At that point, it became possible for people who despise Blairism and the rightwing press, who had deserted Labour over the last decade, to vote for somebody they actually liked. And, the more dirty tricks the Blairites pull, the more scare stories clutter the pages of the yellow press, the more determined they become.

Since nominations closed and campaigning began, there has been one story and one story only: the momentous surge in support for Jeremy Corbyn. Andy Burnham, the archetypal career politician, began this campaign by talking about the need to get out of the “Westminster bubble”, though in his mouth it was a laughable ambition. Now, for Labour at least, that bubble has been well and truly burst - by Corbyn, and his brand of sentimental, well-meaning, bearded Islington leftism.

The takeaway is a simple one - in the particular form it has taken during the last two decades of its total dominance, the Labour right is in fact very fragile. It ensured that dominance by totally ossifying internal structures, relying instead on favourable press coverage and support from elements of the bourgeoisie (we think of Lord Sainsbury) to increase its influence. That support has gone, however, and those who seek to lead Labour are forced to do so by appealing - heaven forefend - to the party, a beast they at this point barely understand.

Yet, with the press rallied behind the Tories, the party rank and file is also the only connection available to the doorstep; thus we have the bizarre spectacle of Burnham, Kendall and co claiming to be in touch with the electorate, but only able to talk in central office jargon about marketing Labour to this or that subset of voters; that is, discussing in full public view the lies they intend to tell in order to manipulate people. They are then somehow surprised when a straight-talking leftwinger shows them up as the degenerate, technocratic creeps they are.

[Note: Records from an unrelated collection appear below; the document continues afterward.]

PR #4399, opened 2026-08-16
refactor(components): one row per component, history as versions

mortik:
A component is one row now, updated in place, with its spec history kept as PaperTrail versions instead of as a row per build.

## What it replaces

Components were keyed on `(sc_key, version)`, so an import never updated a row — it added another. Production is carrying the result:

| version | rows |
|---|---|
| 4.9.0-live.12344265 *(current)* | 7306 |
| 4.8.0-live.11825000 | 7124 |
| 4.7.1-live.11638371 | 6681 |
| 4.7.1-live.11592622 | 6681 |
| 4.7.0-live.11518367 | 6626 |
| *(none)* | 1663 |
| **total** | **36,081** |

That is also why a saved vehicle loadout could end up pointing at a build-specific row, and why `Component.current_version` had to exist at all.

`Commodity` and `Equipment` already work the way this moves `Component` to: one row per `sc_key`, `version` recording the build it was last seen in.

## History without the growth

```ruby
has_paper_trail on: %i[update], only: %i[name description size grade ...]
```

Scoped the way `Model` already does it, and **`version` is deliberately not tracked** — an import touches every component and moves that column on all of them, so recording it would write a history row per component per run and bury the changes worth reading.

## The migration

Collapses the existing rows in three passes following the loader's own lookup order — `sc_key`, then `sc_ref` for rows with no key, then `name` for rows with neither — so what merges is what the loader would now treat as one component. The passes are scoped not to overlap.

The survivor is the row from the current build, falling back to the newest. Everything pointing at the others — `hardpoints`, `model_hardpoints`, `model_hardpoint_loadouts`, `vehicle_loadout_hardpoints`, and `item_prices` — is repointed at it first. A unique index on `sc_key` then stops the table growing back.

**A component the current build no longer ships keeps its row.** Only duplicates of the same component collapse; nothing is dropped for being old, because a saved loadout may still reference it.

## Two bugs worth knowing about

**PaperTrail silently broke the `version` column.** PaperTrail defines a `version` reader, which shadows this table's `version` **column**: `create!` worked, but every `update!` wrote `NULL`. Left in, `current_version` would have matched nothing after the first import. The associations are renamed to `paper_trail_version` / `paper_trail_versions`.

Worth noting for `Commodity` and `Equipment` — both have a `version` column, so the same trap is waiting there if PaperTrail is ever added.

**The survivor ordering picked the wrong row for versionless components.** `ORDER BY (version = 'current') DESC` yields `NULL` for the 1663 rows carrying no version, and Postgres sorts NULLs *first* under `DESC` — so one of those would have beaten the current build. Now `COALESCE(version = 'current', FALSE)`.

That one only surfaced because of the production counts above; it would not have shown up against clean data.

## Verified

Against a fixture built to production's shape — one component across four builds plus a versionless row, a component the current build dropped, and two keyless rows:

- 7 rows → 3
- the current build's row is the survivor, not the versionless one
- the dropped component keeps its row
- prices and sub-hardpoints repointed, orphaned sub-hardpoints removed

Plus tests that a spec change writes a version, that a version-only bump does not, that `sc_key` is now unique, and that the loader updates a past build's row rather than adding another.

`bin/rails test` → 2005 tests, 2 failures + 2 errors, all four pre-existing and unrelated.

## Before merging

Worth running on staging first: the migration ends by creating a **unique** index on `sc_key`, so if production holds duplicates the three passes don't catch, that fails the deploy rather than the migration.

Supersedes #4398, now closed — it pruned rows that should not exist under this model. Its `components.version` index is folded in here, placed after the collapse so it builds over the table that survives.

🤖

### DIFF
--- a/app/lib/sc_data/loader/base_loader.rb
+++ b/app/lib/sc_data/loader/base_loader.rb
@@ -112,13 +112,15 @@ module ScData
 
           if item["key"].blank? && item["ref"].blank? && parent.is_a?(Model) && item["name"]&.end_with?("_module")
             derived_key = "#{parent.sc_data_identifier}_module"
-            item["key"] = derived_key if Component.exists?(sc_key: derived_key, version: sc_version)
+            item["key"] = derived_key if Component.exists?(sc_key: derived_key)
           end
 
+          # Resolved by key alone: a component is one row now, and `version`
+          # says which build it was last seen in rather than which row to use.
           component = if item["key"].present?
-            Component.find_by(sc_key: item["key"]&.downcase, version: sc_version)
+            Component.find_by(sc_key: item["key"]&.downcase)
           elsif item["ref"].present?
-            Component.find_by(sc_ref: item["ref"], version: sc_version)
+            Component.find_by(sc_ref: item["ref"])
           end
 
           if component.present?
@@ -135,9 +137,9 @@ module ScData
                                  nested = nested_loadout.find { |nl| nl["name"]&.downcase == hp.sc_name }
                                  if nested.present?
                                    sub_component = if nested["key"].present?
-                                     Component.find_by(sc_key: nested["key"]&.downcase, version: sc_version)
+                                     Component.find_by(sc_key: nested["key"]&.downcase)
                                    elsif nested["ref"].present?
-                                     Component.find_by(sc_ref: nested["ref"], version: sc_version)
+                                     Component.find_by(sc_ref: nested["ref"])
                                    end
                                  end
                                end
--- a/app/lib/sc_data/loader/items_loader.rb
+++ b/app/lib/sc_data/loader/items_loader.rb
@@ -62,6 +62,10 @@ module ScData
             end
           end
 
+          # Stamped on every load, not just on create: the row is reused across
+          # builds now, so this is what records the build it was last seen in.
+          update_params[:version] = sc_version
+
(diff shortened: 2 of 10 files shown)


mortik:
Confirmed and fixed in 58156d0.

`Hardpoint has_many :hardpoints, as: :parent, dependent: :destroy` — a turret owns the mount, which owns the gun fitted to it. Raw SQL gets none of that cascade, so deleting only the rows whose `parent_type` was `Component` left the children behind pointing at a parent that no longer existed.

Now a recursive CTE takes the whole subtree:

```sql
WITH RECURSIVE doomed AS (
  SELECT id FROM hardpoints
  WHERE parent_type = 'Component'
    AND parent_id IN (SELECT id FROM component_survivors WHERE id <> survivor_id)
  UNION ALL
  SELECT child.id FROM hardpoints child
  JOIN doomed ON child.parent_type = 'Hardpoint' AND child.parent_id = doomed.id
)
DELETE FROM hardpoints WHERE id IN (SELECT id FROM doomed)
```

Verified against a fixture with three levels hanging off a collapsed component — mount, gun, barrel. All three go, and afterwards nothing points at a missing parent or a missing component. Under the previous query only the mount matched, leaving the other two orphaned, which is exactly what was reported.

🤖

All this noise about ‘infiltrators’ reflects merely their political exhaustion: they may as well try, after Brecht, to dissolve the party and elect another.

Let the Labour right and the press learn this lesson - there is no injury the CPGB can inflict on their ambitions that can possibly compare to the one they have inflicted upon themselves. For the rest of us, it’s popcorn time l

Notes

1. The Sunday Telegraph July 26.

2. Mail on Sunday July 26.

3. The Sunday Times July 26.

4. See ‘Tepid support for Corbyn’ Weekly Worker July 16; and ‘Stop digging, Peter’ Weekly Worker July 2.